Historic district in Delaware, US

Breck's Mill Area, also known as Breck's Mill Area-Henry Clay Village Historic District, is a national historic district located along Brandywine Creek in unincorporated New Castle County, Delaware, United States, near Wilmington. It encompasses 56 contributing buildings, five contributing sites, and three contributing structures. The district encompasses The Mill, The Workers' houses, and The Mill Owner's Home.
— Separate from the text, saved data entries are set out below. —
PR #179, opened 2022-07-11
Make `g2p update` robust to errors and recoverable

dhdaines:
Okay, done properly, the only way I know how (nuke the old branch and make a new one from scratch).

I'm not really sure how to test this properly though as it would require to create a separate test tree of languages for the various cases.  Thoughts?


dhdaines:
> Question: when you run `g2p update`, do mappings added the way you now support get cached properly? I.e., are they available to `g2p convert` afterwards? That might be more challenging to unit test, but at least make sure you manually test it.

Yes, that is precisely what I need to unit test (see #181).  I will need to add an option to put the `langs.pkl` somewhere other than the default location, I think.

joanise:
We've decided to use `black` and `isort` for both `Studio` and `g2p`. If you install the pre-commit hooks (see [Contributing.md](https://github.com/roedoejet/g2p/blob/master/Contributing.md)) it'll happen automatically when you commit.

dhdaines:
In part because the files that I changed were clearly *not* formatted with `black` before I changed them, so I wasn't aware that we were requiring it, and also I didn't want to confuse the diff with formatting changes.  Should I reformat in this PR or should I do a separate one for it?

joanise:
No, no need to create a new PR. Just add one commit to the PR with the four files reformatted.

I'm surprised the files were not blacked before you started, though, because I blackified everything with PR #169 back in mid June. I suppose I might have missed some stuff...

joanise (approved):
This PR looks great now, I think it's ready to merge.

Breck's Mill was built in 1813 and rebuilt in 1846 after a fire. It is a three-story, stone structure measuring 55 feet by 43 feet. It features a stone bell tower with a top floor of brick. The Henry Clay Village area includes small single or double workers' houses, the Charles I. du Pont house (1823), Ernest du Pont house (1916), William F. Raskob house, Hagee's Tavern, Greenhill Presbyterian Church, and the original building for the Alexis I. duPont High School (1893).

"Rokeby" was built in 1836, and is a two-story, rectangular dwelling in a late Federal style. It measures 55 feet wide and 26 feet, 4 inches, deep, and features a two-story portico overlooking the Brandywine. It was built by mill owner William Breck for his new wife Gabrielle du Pont and is thought to be modeled on Louviers. The mill closed in 1854. It has been a recreational center off and on since 1890. Breck's Mill houses the post office for Montchanin, Delaware, Somerville Manning Gallery, and André Harvey's sculpture studio.

It was added to the National Register of Historic Places in 1971 and amended in 1988.